Deel 65

Nummer: Albatross
Uitvoerende Artiest(en): Fleetwood Mac
Muziek: Peter Green
Jaar: 1968
Veronica Top 40: 2 (bij re-release in 1973)
Radio 2 Top 2000: 242


Soundbite:

(instrumentaal)


Volledige tekst: n.v.t.

Stukje luisteren? klik op de zwart-witradio

 


door: Frans ten Kleij

Bij het lezen van de recensie van Do the Strand van Roxy Music kreeg ik het even warm toen de re-release van de guitar instrumental Albatross in 1973 werd genoemd. Ik heb mijn naamgenoot al eeuwen gelden beloofd een stukje over deze opvallende instrumental te schrijven.

Waarom Albatross? Los van een eindeloze fascinatie mijnerzijds voor deze met een spanwijdte van 3,40 meter gezegende ocean wanderers vormt het nummer een vreemde eend in de gitaarbijt van de late sixties.

Eric Clapton gaf bij Cream gitaarsoli van 20 minuten of meer (hoewel dat aanvankelijk meer te maken had met een tekort aan repertoire dan met improvisatiedrift), Jimi Hendrix kon geluiden uit zijn Fender Stratocaster halen die ook door elektrisch gereedschap van DeWald kunnen worden voorgebracht en Pete Townshend sloeg dure Rickenbackers aan flenters tegen een 200 watt versterker waarvan het volume op 10 stond. Begrijpelijk dat in een tijd waarin bands werden beoordeeld op de snelheid, het volume en de extravaganza van hun gitarist een naar de Shadows neigende instrumental eigenlijk niet kon. Vraag me niet hoe maar Peter Green kwam er mee weg.

Peter Allen Greenbaum werd op 29 oktober 1946 in Oost Londen geboren. Zijn eerste grote muzikale voorbeeld was de zwaar bebrilde Shadows twanger Hank B. Marvin. Later kwamen daar blueshelden bij als Muddy Waters, B.B. King, Otis Rush, Elmore James en, wat dichter bij huis, Eric Clapton, op dat moment gitarist van John Mayall’s Bluesbreakers. Toen Eric Clapton deze band verliet om Cream te vormen, nam Peter Green, die sinds zijn vijftiende het “baum” van zijn achternaam wegliet, diens plaats in.
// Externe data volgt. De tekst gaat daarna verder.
PR #1222, opened 2023-05-09
fix: Docker SBOM generate step

patheard:
# Summary
Update the Docker SBOM step to run before the ECR
logout, as an active ECR session is now required.


CalvinRodo (approved):
:taco::cat:

PR #1240, opened 2023-05-19
feat: replace Canary with Route53 health check

patheard:
# Summary
Add a Route53 health check to replace the CloudWatch Canary.

Also update the WAF custom body size rule with the new 16kb limit for CloudFront WAF ACLs.


CalvinRodo (approved):
:taco::cat:

I like the diffs on this one.

PR #1285, opened 2023-06-26
fix: invalidate entire sub-site cache

patheard:
# Summary
Add a filter to the CDS default them that alters the behaviour of the `c3-cloudfront-clear-cache` plugin so that cache invalidation requests cause the entire subsite's CloudFront cache to be cleared.

This is to work around an existing bug in the plugin that is preventing any cache invalidations from running.  There are several open issues and PRs on the plugin to fix the issue but they haven't been merged or triaged.

# Related
- https://github.com/cds-snc/platform-core-services/issues/401


CalvinRodo (approved):
amazing

PR #1286, opened 2023-06-27
fix: add null checking and prevent direct access

patheard:
# Summary
Update the CDS Default theme to add `null` checking and prevent direct access to the theme's `index.php` file.

More thorough direct PHP access blocks will be added in a subsequent PR.

# Related
- https://github.com/cds-snc/platform-core-services/issues/403
- https://github.com/cds-snc/platform-core-services/issues/404


CalvinRodo (approved):
:taco::cat:

PR #1292, opened 2023-06-29
fix: WordPress error metric filter pattern

patheard:
# Summary
Update the error metric filter pattern to use a syntax that allows for multiple optional tokens while also ignoring a specific token.

# Related
- https://github.com/cds-snc/platform-core-services/issues/397


CalvinRodo (approved):
:taco::cat:

PR #1296, opened 2023-06-29
fix: add Sentinel subscription filter pattern

patheard:
# Summary
Add the CloudWatch log group subscription filter that will cause all WordPress ECS logs to be forwarded
to Sentinel.

# Related
- https://github.com/cds-snc/platform-core-services/issues/398


CalvinRodo (approved):
:taco::cat:

PR #1320, opened 2023-07-12
fix: locust load tests and devcontainer

patheard:
# Summary
Update the locust load tests and devcontainer so
that they run properly.

# Related
- https://github.com/cds-snc/platform-core-services/issues/415


CalvinRodo (approved):
:taco::cat:

PR #1324, opened 2023-07-13
chore: more error tokens to ignore

patheard:
# Summary
Update the WordPress CloudWatch `error` metric filters with more tokens that should be ignored.  These correspond to:

- People attempting to generate directory listings.
- People resetting their password.

# Related


CalvinRodo (approved):
:taco::cat:

PR #1328, opened 2023-07-16
chore: suppress CloudWatch error false-positives

patheard:
# Summary
Update the CloudWatch error metric filter to ignore `GET` requests to the Notify wp-json endpoint.

This is because these will often contain error tokens as part of the `GET` request parametres during fuzzing attacks.

# Related


CalvinRodo (approved):
:taco::cat:

PR #1335, opened 2023-07-17
fix: add password reset false-positive suppress

patheard:
# Summary
Update the CloudWatch `error` metric filter so that it does not trigger for password reset requests.

# Related
- https://github.com/cds-snc/platform-core-services/issues/425


CalvinRodo (approved):
:taco::cat:

PR #1337, opened 2023-07-19
Allow json files to be uploaded

dsamojlenko:
# Summary | Résumé

Allow JSON type files to be uploaded


timarney (approved):
Approving this - 

We'll be using it on the forms team

Issue #250, opened 2025-01-14
Additional Deepgram Plugin config


NikoLandgraf:
Some parameters are missing from the Deepgram config. 

Most importantly the possibility to opt out of their model improvement program using the `mip_opt_out`:
https://developers.deepgram.com/docs/the-deepgram-model-improvement-partnership-program#want-to-opt-out

There is a similar (pull) request in the python plugin:
https://github.com/livekit/agents/pull/1020

PR #264, opened 2025-01-17
feat: update stt options

s-hamdananwar:


nbsp:
potentially also worth incorporating https://github.com/livekit/agents-js/issues/250 here

s-hamdananwar:
> potentially also worth incorporating #250 here

what do you think about creating a new PR for this? this PR is already pretty loaded with changes I believe

PR #271, opened 2025-01-23
fix(proc): clearer errors on crash

nbsp:
we see a lot of bug reports focusing on ERR_IPC_CHANNEL_CLOSED, because it is the *big scary exception*, when in reality the actual error gets logged a few lines up. this gets rid of the useless log and should hopefully lead to more useful bug reports

### DIFF
--- a/agents/src/ipc/proc_job_executor.ts
+++ b/agents/src/ipc/proc_job_executor.ts
@@ -94,9 +94,9 @@ export class ProcJobExecutor extends JobExecutor {
       }
     };
     this.#proc!.on('message', listener);
-    this.#proc!.on('error', (err) => {
+    this.#proc!.on('error', () => {
       if (this.#closing) return;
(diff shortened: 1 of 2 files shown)


agents/src/ipc/proc_job_executor.ts
```diff
@@ -94,9 +94,9 @@ export class ProcJobExecutor extends JobExecutor {
       }
     };
     this.#proc!.on('message', listener);
-    this.#proc!.on('error', (err) => {
+    this.#proc!.on('error', () => {
       if (this.#closing) return;
-      this.#logger.child({ err }).warn('job process exited unexpectedly');
+      this.#logger.warn('job process exited unexpectedly');
```
lukasIO: I think it would be good to at least keep the error message for debugging purposes though in cases where it might not be that exact error that's causing it? 

We can include "look for the actual error further up in the logs" or something like that

lukasIO (approved):

Issue #268, opened 2025-01-22
[feature] Update options on Silero VAD plugin


FlorDonnaSanders:
Hi!

For testing and development purposes it would be nice to update the VAD settings in a live session.  
Taking a look at the Python agents reference, it seems updating the options is possible [there](https://docs.livekit.io/python/livekit/plugins/silero/index.html#livekit.plugins.silero.VAD.update_options).

It would be nice to have this same functionality in the JS framework.
I'll see if I can make some time to contribute to this myself.

nbsp:
we're working on adding `updateOptions(...)` methods to all relevant plugins by 0.7 - contributions welcome!

PR #274, opened 2025-01-23
feat(silero): update options for Silero VAD

FlorDonnaSanders:
Implementation of `updateOptions` function on Silero VAD (Issue #268).

I Took heavy inspiration for this from the [python implementation](https://github.com/livekit/agents/blob/695f7b567d0b7fffa6a18f14c74e50421434a0aa/livekit-plugins/livekit-plugins-silero/livekit/plugins/silero/vad.py#L217), though I did not look too deep at the differences between `#task` and `_main_task`, so there may be implications I am not aware of.

### DIFF
--- a/plugins/silero/src/vad.ts
+++ b/plugins/silero/src/vad.ts
@@ -377,9 +377,9 @@ export class VADStream extends baseStream {
   /**
    * Update the VAD options
    *
-   * This method allows you to update the VAD options after the VAD object has been created
-   *
    * @param opts - Partial options object containing the values to update
+   * @remarks
+   * This method allows you to update the VAD options after the VAD object has been created
    */
   updateOptions(opts: Partial<VADOptions>) {
     const oldMaxBufferedSpeech = this.#opts.maxBufferedSpeech;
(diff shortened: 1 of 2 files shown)


FlorDonnaSanders:
@nbsp converted to draft since I'm not sure if 100% functional (see comment above).
Feel free to make changes as needed.

plugins/silero/src/vad.ts
```diff
@@ -340,4 +373,39 @@ export class VADStream extends baseStream {
       }
     });
   }
+
+  /**
+   * Update the VAD options
+   *
+   * This method allows you to update the VAD options after the VAD object has been created
```
nbsp: put this under `@remarks`

plugins/silero/src/vad.ts
```diff
@@ -46,12 +46,29 @@ const defaultVADOptions: VADOptions = {
 export class VAD extends baseVAD {
   #session: InferenceSession;
   #opts: VADOptions;
+  #streams: VADStream[];
```
nbsp, line 49: i'm concerned about the lack of a cleanup function here, in case one of the VAD streams needs to be closed (though we don't have a close function, either). potentially out of scope for this PR, though

nbsp (approved):
looks good!

plugins/silero/src/vad.ts
ghost: As there is currently no close function on the VAD streams, I do indeed propose to tackle this under a different PR.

Een bijna onmogelijke taak want half Londen stond in die tijd bol van de graffiti met de tekst “Clapton is God”.

Het verhaal gaat dat Mayall’s platenproducer Mike Vernon een opnamesessie heeft willen afblazen toen hij zag dat Mayall in plaats van de stergitarist een verlegen Eastend cockney meenam naar de sessie. Het gitaarwerk van Green maakte echter genoeg indruk op Vernon om de sessie te laten doorgaan, resulterend in het schitterende album A Hard Road.

Het is een historisch feit dat Green ongeveer een maand nodig heeft gehad om Clapton als gitarist bij The Bluesbreakers te doen vergeten en deze zelfs in populariteit te overtreffen.

Peter Green bleef ongeveer zes maanden bij The Bluesbreakers. Toen zijn drummende maatje Mick Fleetwood vanwege een te simpele drumstijl en een te grote voorliefde voor alcohol door Mayall werd ontslagen, en Mayall ook nog eens een paar blazers aan trok om een jazzy koers te gaan varen, was de maat voor Peter Green vol. Hij verliet de Bluesbreakers en kondigde vrijwel meteen aan een eigen, op Chicago blues gebaseerde, band te beginnen.

Wars van sterallures besloot hij de band Fleetwood Mac te noemen naar zijn favoriete ritmesectie, bestaande uit Mick Fleetwood en John McVie.

De eerste drie singles van Fleetwood Mac (die op last van het management uit commerciële overwegingen aanvankelijk Peter Green’s Fleetwood Mac werd genoemd) deden niet veel.

I Believe My Time Ain’t Long en Shake Your Moneymaker waren bewerkingen van Elmore James classics en bereikten de hitparades niet.

De derde single, het door Peter geschreven Black Magic Woman kwam ondanks spectaculair gitaarwerk niet hoger dan een 39ste plaats in Engeland. Overigens scoorde Carlos Santana twee jaar later in 1970 een wereldhit met het nummer, waarvoor Peter Green hem nog steeds dankbaar is (“It still does pay the rent”, vertrouwde hij mij enige jaren geleden toe).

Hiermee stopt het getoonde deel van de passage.